Down syndrome (DS), caused by an extra chromosome 21, is the most frequent cause of intellectual disability of genetic origin . During the last decades the life expectancy of people of DS has significantly increased . Increased survival coupled with accelerated aging  has led to an increase in the prevalence of age-related diseases, most importantly Alzheimer’s disease (AD), which has a cumulative incidence > 90% at age 65 years.

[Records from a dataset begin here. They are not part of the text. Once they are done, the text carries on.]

PR #303, opened 2021-08-17
Dynamic service resolution on nextgen

felipe-gdr:


engine-nextgen/src/main/kotlin/graphql/nadel/NextgenEngine.kt
```diff
@@ -129,6 +133,22 @@ class NextgenEngine @JvmOverloads constructor(
         return result
     }
 
+    private suspend fun resolveServiceAndExecuteTopLevelField(
+        field: ExecutableNormalizedField,
+        executionContext: NadelExecutionContext,
+        service: Service
+    ): ExecutionResult = if (usesDynamicServiceResolution(topLevelField = field)) {
+        val serviceOrError = serviceExecutionHooks.resolveServiceForField(services.values, field)
```
temaEmelyan, line 141: can `serviceOrError` be `null`?

api/src/main/java/graphql/nadel/hooks/ServiceExecutionHooks.java
```diff
@@ -60,4 +62,8 @@ default NewVariableValue visitArgumentValueInQuery(HooksVisitArgumentValueEnviro
     default ServiceOrError resolveServiceForField(List<Service> services, ExecutionStepInfo executionStepInfo) {
         return null;
     }
+
+    default ServiceOrError resolveServiceForField(Collection<Service> services, ExecutableNormalizedField executableNormalizedField) {
```
temaEmelyan, line 66: add `@Nullable`

engine-nextgen/src/main/kotlin/graphql/nadel/NextgenEngine.kt
felipe-gdr: Yep it can. Good catch!

engine-nextgen/src/main/kotlin/graphql/nadel/NextgenEngine.kt
```diff
@@ -273,6 +293,24 @@ class NextgenEngine @JvmOverloads constructor(
...
+            }
+            .onEach {
+                Assert.assertTrue(GraphQLTypeUtil.unwrapNonNull(it.type) is GraphQLInterfaceType) {
+                    String.format(
+                        "field annotated with %s directive is expected to be of GraphQLInterfaceType",
+                        NadelDirectives.DYNAMIC_SERVICE_DIRECTIVE_DEFINITION.name
+                    )
+                }
+            }
+            .firstOrNull() != null
```
temaEmelyan, line 312: just FYI, don't have to change: you can use `.any()` to check if a sequence is empty or not

engine-nextgen/src/main/kotlin/graphql/nadel/NextgenEngine.kt
```diff
@@ -129,6 +133,22 @@ class NextgenEngine @JvmOverloads constructor(
...
 
+    private suspend fun resolveServiceAndExecuteTopLevelField(
+        field: ExecutableNormalizedField,
+        executionContext: NadelExecutionContext,
+        service: Service
+    ): ExecutionResult = if (usesDynamicServiceResolution(topLevelField = field)) {
+        val serviceOrError = serviceExecutionHooks.resolveServiceForField(services.values, field)
+
+        if (serviceOrError.error != null) {
+            newExecutionResult(error = serviceOrError.error, data = mapOf(field.resultKey to null))
```
temaEmelyan, line 144: I think it better be `mutableMapOf`

engine-nextgen/src/main/kotlin/graphql/nadel/NextgenEngine.kt
felipe-gdr: nice ;-)

felipe-gdr: interestingly, if I use `any` the code block in `onEach` doesn't execute and errors are not thrown when expected, strange.

engine-nextgen/src/main/kotlin/graphql/nadel/NextgenEngine.kt
felipe-gdr: Hm, the type of `data` in `ExecutionResult` is `Object`. Do consumer expect it to be a mutable data structure?

engine-nextgen/src/main/kotlin/graphql/nadel/NextgenEngine.kt
```diff
@@ -129,6 +134,29 @@ class NextgenEngine @JvmOverloads constructor(
         return result
     }
 
+    private suspend fun resolveServiceAndExecuteTopLevelField(
+        field: ExecutableNormalizedField,
+        executionContext: NadelExecutionContext,
+        service: Service
+    ): ExecutionResult {
+        return if (usesDynamicServiceResolution(topLevelField = field)) {
```
gnawf, line 142: Is it possible to move this code into `NadelFieldToService`. In my mind it belongs there. We have the ability to raise exceptions that implement `GraphQLError` to achieve the same effect.

engine-nextgen/src/main/kotlin/graphql/nadel/NextgenEngine.kt
```diff
@@ -273,6 +301,24 @@ class NextgenEngine @JvmOverloads constructor(
         )
     }
 
+    private fun usesDynamicServiceResolution(
```
gnawf, line 304: Particularly this code doesn't really belong here. It should be in a sort of `DynamicServiceResulotion` object/class.

engine-nextgen/src/main/kotlin/graphql/nadel/NextgenEngine.kt
```diff
@@ -273,6 +301,24 @@ class NextgenEngine @JvmOverloads constructor(
...
+        topLevelField: ExecutableNormalizedField
+    ): Boolean =
+        topLevelField.getFieldDefinitions(overallSchema)
+            .asSequence()
+            .filter {
+                it.getDirective(NadelDirectives.DYNAMIC_SERVICE_DIRECTIVE_DEFINITION.name) != null
+            }
+            .onEach {
+                Assert.assertTrue(GraphQLTypeUtil.unwrapNonNull(it.type) is GraphQLInterfaceType) {
```
gnawf, line 313: We have an extension function for unwrapping so you can do `it.type.unwrapNonNull()`

engine-nextgen/src/main/kotlin/graphql/nadel/NextgenEngine.kt
gnawf: Weird, maybe you need a `filterNotNull().any()`?

gnawf (changes requested):
Looks good, would like some code moved to different files, but other than that the code itself is good :)

engine-nextgen/src/main/kotlin/graphql/nadel/NextgenEngine.kt
temaEmelyan: currently the `result.data` is always recursively mutable. Not 100% sure whether it's by design or by coincidence, maybe @gnawf or @andimarek can clarify.

gnawf: At this point, I don't think it actually needs to be mutable, but we should set it to mutable anyway.

The reason the data needs to be mutable is because of `NadelResultTransformer` which transforms the JSON structure (Java `Map`s and `List`s) assuming that they're mutable. We don't create new `List`s or `Map`s.

engine-nextgen/src/main/kotlin/graphql/nadel/NextgenEngine.kt
felipe-gdr: Yep sounds good. I was worried that I was adding too much code in `NextgenEngine` thanks for the suggestion!

engine-nextgen/src/main/kotlin/graphql/nadel/NextgenEngine.kt
```diff
@@ -110,10 +120,15 @@ class NextgenEngine @JvmOverloads constructor(
...
-                                    executeTopLevelField(field, service, executionContext)
+                                    val resolvedService = fieldToService.resolveDynamicService(field, service)
+
+                                    executeTopLevelField(field, resolvedService, executionContext)
                                 } catch (e: Throwable) {
                                     when (e) {
-                                        is GraphQLError -> newExecutionResult(error = e)
+                                        is GraphQLError -> newExecutionResult(
+                                            error = e,
+                                            data = mutableMapOf(field.resultKey to null)
```
felipe-gdr, line 130: This changes general behaviour, not only dynamic resolution related stuff. But I think is for the better. It will ensure a `field: null` property on the data is added when there is a big error that prevented the actual execution from happening.

It didn't break any existing tests too.

engine-nextgen/src/main/kotlin/graphql/nadel/enginekt/transform/query/NadelFieldToService.kt
```diff
@@ -28,6 +29,21 @@ internal class NadelFieldToService(
         }
     }
 
+    /**
+     * Returns the dynamically resolved service for the field, if it is annotated with @dynamicServiceResolution,
+     * otherwise returns the originalService.
+     */
+    fun resolveDynamicService(
```
gnawf, line 36: Can't we just integrate this into `getServicesForTopLevelFields` as an abstracted detail or do you think that's a bad idea?

e.g.

```kotlin
    fun getServicesForTopLevelFields(query: ExecutableNormalizedOperation): List<NadelFieldAndService> {
        return query.topLevelFields.flatMap { topLevelField ->
            if (dynamicServiceResolution.needsDynamicServiceResolution(field)) { // NEW
                dynamicServiceResolution.resolveServiceForField(field) // NEW
            } else if (isNamespacedField(topLevelField)) {
                getServicePairsForNamespacedFields(topLevelField)
            } else {
                listOf(getServicePairFor(field = topLevelField))
            }
        }
    }
```

That way, we don't need to add code into `NextgenEngine` specifically to deal with that.

engine-nextgen/src/main/kotlin/graphql/nadel/NextgenEngine.kt
gnawf: Yup that sounds good.

gnawf (commented):
Just had a question about whether we should simplify `NadelFieldToService`, otherwise good to go.

engine-nextgen/src/main/kotlin/graphql/nadel/enginekt/transform/query/NadelFieldToService.kt
felipe-gdr: That would simplify the code yeah. 
The only problem is that if something goes wrong in the process of dynamically resolving the service for a field, the whole execution would blow up - which is what happens currently when a regular service association fails in `getServicesForTopLevelFields`.
With the current state of the code, only the field that uses dynamic service resolution would fail, so the execution could still be a partial success.

gnawf: Ahh I see, sorry didn't see this comment yesterday. That makes sense. Kinda annoying but yep, sounds good.

Let's just merge this as is then.

gnawf (approved):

People with DS have a higher prevalence of epilepsy, compared to the general population, similarly to other forms of intellectual disability . The first peak/mode of incidence occurs in the early childhood (0–2 years) of life and the second in the 6th decade . Due to its specific clinical presentation and characteristics, it has received a specific name, late onset myoclonic epilepsy in DS (LOMEDS).
We will review the risk factors and clinical characteristics of epilepsy during childhood and adulthood in people with DS, with a special emphasis on LOMEDS.
2. Epilepsy in Early Childhood (0–5 Years)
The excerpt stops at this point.